Saturday, March 16, 2013


Entraste por la puerta principal, con un zing, un ¡bam! y los ojos llenos de figuras literarias; hechos de ónice, decían, una noche sin luna. Agitaste el cabello, pagada de ti, y dejaste caer ante mí la fragilidad que tan bien habías escondido. Una noche sin luna, de hecho.

Eres la persona de las grandes entradas, de las eternas sorpresas; la que muy bien alberga a la niña y a la mujer en un pecho tan grande como el cosmos mismo. Te afianzas en los corazones, en las almas, con garras que acarician y no duelen; nunca duelen. Eres la del carácter volcánico y la mente de cristal, la que no se duerme en el arrullo del propio ego, la inconsciente. Porque tan cabalmente ignara de tu naturaleza fantástica, sólo tú, amor.

Bailas, saltas, ríes y lloras; alguna vez me dijiste que querías volar y lo acepté en silencio. Eres voluntariosa, decidida, y no te rindes sino es contigo. No vives la vida, la peleas; con esos ojos de metáfora y la piel blanqueada por un sol ausente, frío, que me enfría a mí también.
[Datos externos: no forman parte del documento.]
PR #642, opened 2023-05-11
Allow passing 0 to `oneshot_ipa` to disable the attribution window (window = infinite)

taikiy:


benches/oneshot/ipa.rs
```diff
@@ -49,8 +49,13 @@ struct Args {
...
     /// The size of the attribution window, in seconds.
-    #[arg(short = 'w', long, default_value = "86400")]
-    attribution_window: Option<NonZeroU32>,
+    #[arg(
+        short = 'w',
+        long,
+        default_value = "86400",
+        help = "The size of the attribution window, in seconds. Pass 0 for an infinite window."
+    )]
+    attribution_window: Option<u32>,
```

Porque sabes, amor, que bajo él he descubierto, muy tarde quizás, que no es aquí y no es conmigo con quien quieres estar; que tu voluntad no es admirable, ni beneficiosa, sino nociva, y así la declaro de ahora en más. Nunca, sobre el mar y bajo la bóveda celeste, había habido persona alguna con una propensión tan afanosa a hacerse mal y por tanto concluyo que a las peleas vas a perderlas y la vida la vives a muerte.

Y dime cómo, amor, puedo no velarte si te sé muerta incluso en vida, a mano propia, a mano tuya. Me es difícil, no llorarte si vives para matarte.